Few compounds are as important to industry and medicine today as titanium dioxide. Despite the variety and popularity of its applications, many issues related to the surface structure of materials made of this compound and the processes taking place therein remain unclear. Some of these secrets have just been revealed to scientists from the Institute of Nuclear Physics of the Polish Academy of Sciences. It was the first time they had used the SOLARIS synchrotron in their research.
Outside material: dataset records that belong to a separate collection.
PR #323, opened 2025-01-24
SN Ontology terms

sarahgonicholson:
- Update properties for OntologyTerm item to be implemented with Tissue `uberon_id`
- Add parent item Ontology


aschroed (commented):
If the idea is to keep it simple as possible right now then my only suggestion would be to use 'slim_term' rather than 'parent_term' or alternatively rename the property to something like 'grouping_term' (however in that case some potentially re-usable code from 4DN may need to be updated to work the same way).  The term you want to group by is not always a direct parent and may be a couple of levels up the ontology hierarchy.

If you did want to plan for the potential automation of updates as well as leverage some of the calcprops and validators that exist in 4DN (for example look at biosource.py) you might want to transfer the slim_terms and is_slim_for properties from fourfront.

Something else to consider is that is do you want to rely on the prefix in the identifier to specify the ontology.  It is likely fine for this use case, however, many application ontologies including UBERON import terms from other ontologies and the term ids or identifiers start with prefixes other than UBERON.  Not sure that this would be an issue but definitely something to consider.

It is found in many chemical reactions as a catalyst, as a pigment in plastics, paints or cosmetics and in medical implants it guarantees their high biocompatibility. Titanium dioxide (TiO2) is practically ubiquitous today, which does not mean that all its properties are already known to humanity. A group of scientists from the Institute of Nuclear Physics of the Polish Academy of Sciences (IFJ PAN) in Cracow, led by Dr. Jakub Szlachetko, working on the Solaris synchrotron, has managed to shed some light on the details of the oxidation processes of the outer layers of titanium samples and the related changes in the electronic structure of the material. The research on titanium dioxide inaugurated the presence of IFJ PAN scientists in the research programs carried out on the SOLARIS synchrotron. The device, operating as part of the National Synchrotron Radiation Centre, is situated in Cracow on the campus of the 600th anniversary of the Jagiellonian University.
Synchrotron radiation was discovered in 1947, when General Electric launched an accelerator that curved the path of accelerated electrons with the use of magnets. The particles would then start emitting light randomly, so they lost energy - whereas they were supposed to gain it! Synchrotron radiation was therefore considered an undesirable effect. Only thanks to successive generations of synchrotron radiation sources were light beams with higher intensities and better quality of emitted light achieved, including high repeatability of pulses with practically always the same characteristics.
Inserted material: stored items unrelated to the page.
PR #332, opened 2025-01-31
feat: add animation to sidebar

crfmc:
- Add animation to sliding sidebar


Bianca-Morris (approved):
Looks great! Thanks for addressing this.

PR #334, opened 2025-02-03
feat: tooltip for sample information definitions

crfmc:
[Trello Ticket 396](https://trello.com/c/iK9ARDsu/396-add-tooltip-for-specimen-and-homogenate-definitions)
- Adds tooltips for specific values in sample summary


utku-ozturk (approved):
looks good to me! my only concern is do we need snake-case (`title_popover`) instead of camel case?

PR #60, opened 2020-03-03
NONE: Add Browser's KDocs

wyrzyk:


src/main/kotlin/com/atlassian/performance/tools/infrastructure/api/browser/Browser.kt
```diff
@@ -2,6 +2,15 @@ package com.atlassian.performance.tools.infrastructure.api.browser
 
 import com.atlassian.performance.tools.ssh.api.SshConnection
 
+/**
+ * Installs browser and WebDriver. See [Chrome] or [com.atlassian.performance.tools.infrastructure.api.browser.chromium.Chromium69].
+ * Browser must provide public no-args constructor.
```
dagguh: They don't have to provide public constructor.
We only require this no-arg stuff, where we're forced to use reflection, that is in a cross-JVM communication between the local JVM and the remote VU JVMs. So only the VU SPIs require the nullary constructor.

CHANGELOG.md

The SOLARIS synchrotron, the largest and most modern device of this type in Central Europe, consists of two main parts. The first is a 40 m long linear electron accelerator. Particles gain energies of 600 megaelectronvolts here, after which they reach the second part of the apparatus - the interior of an accumulation ring with a circumference of 96 m, where curving magnets, wigglers and undulators are placed in their path. These are sets of alternately oriented magnets, inside which the shape of the electron path begins to resemble a sinusoid. It is then that the "wobbling" electrons emit synchrotron radiation, directed to the appropriate end stations with measuring equipment. The electromagnetic waves produced by SOLARIS are classified as soft X-rays.
The unique features of synchrotron radiation have many applications: they assist in the development of new materials, track the course of chemical reactions and make it possible to conduct experiments useful for the development of nanotechnology, microbiology, medicine, pharmacology and many other fields of science and technology.
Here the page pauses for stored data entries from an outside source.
PR #62, opened 2020-03-27
Test on CircleCI for speed

dagguh:
Gain more cross-module consistency as a bonus.

### DIFF
--- a/.circleci/config.yml
+++ b/.circleci/config.yml
@@ -1,0 +1,53 @@
+version: 2.1
+
+jobs:
+  build:
+    machine: true
+    environment:
+      TERM: dumb
+    steps:
+      - checkout
+      - restore_cache:
+          keys:
+            - v1-dependencies-{{ checksum "build.gradle.kts" }}
+            - v1-dependencies-
+      - run: ./gradlew compileTestKotlin
+      - save_cache:
+          paths:
+            - ~/.gradle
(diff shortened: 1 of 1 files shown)


dagguh:
Example: https://app.circleci.com/pipelines/github/dagguh/infrastructure/3/workflows/1d9e3dba-5353-4604-b063-b76814f97892/jobs/8

mzyromski-atlassian:
The builds on CircleCI seem actually to take longer than on Travis (~10 mins). Do you know why that's the case? 

On the other hand consistency is a compelling argument.

dagguh:
3ef0383 is from December 2019, [back then](https://travis-ci.com/github/atlassian/infrastructure/builds) Travis took ~20 minutes to run.
image

They must have changed something in their infra. The only diff in our repo is 3405bccb2bf9032fa071d40580454c1fe6c3ab4b and 509a031928f2f60f16d15487b66329bd9bcf1734, which don't explain the build time diff.

Let's merge it for consistency and artifacts?

mzyromski-atlassian:
Sure, let's give it a go. I guess we should then also remove Travis config file, shouldn't we?

dagguh:
We can remove Travis only after merging this.
Otherwise, this PR won't pass the existing CI checks.

PS. Please add a review. I cannot merge without an approve. If I need to do something more, you can "request changes". If we can merge as is, "approve". If there are some things that are nice to have, but we can merge without them, add task lists and approve.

"Research on the SOLARIS synchrotron opens up entirely new possibilities, so it is no wonder that many research groups from Poland and throughout the world apply for beamtime here. Although our Institute - just like the SOLARIS synchrotron - is located in Cracow, like everyone we competed in terms of research quality for beamtime at the appropriate measurement station," says Prof. Wojciech M. Kwiatek, head of the Division of Interdisciplinary Research at the IFJ PAN and President of the Polish Synchrotron Radiation Society. Prof. Kwiatek notes that in an era of travel restrictions caused by the development of the pandemic, the possibility of conducting advanced physical examinations practically on site is a huge advantage.
Researchers from the IFJ PAN conducted their latest measurements, co-financed by the Polish National Science Centre, at the XAS experimental station. It records how X-rays are absorbed by the surface layers of titanium samples previously produced at the Institute under carefully controlled conditions.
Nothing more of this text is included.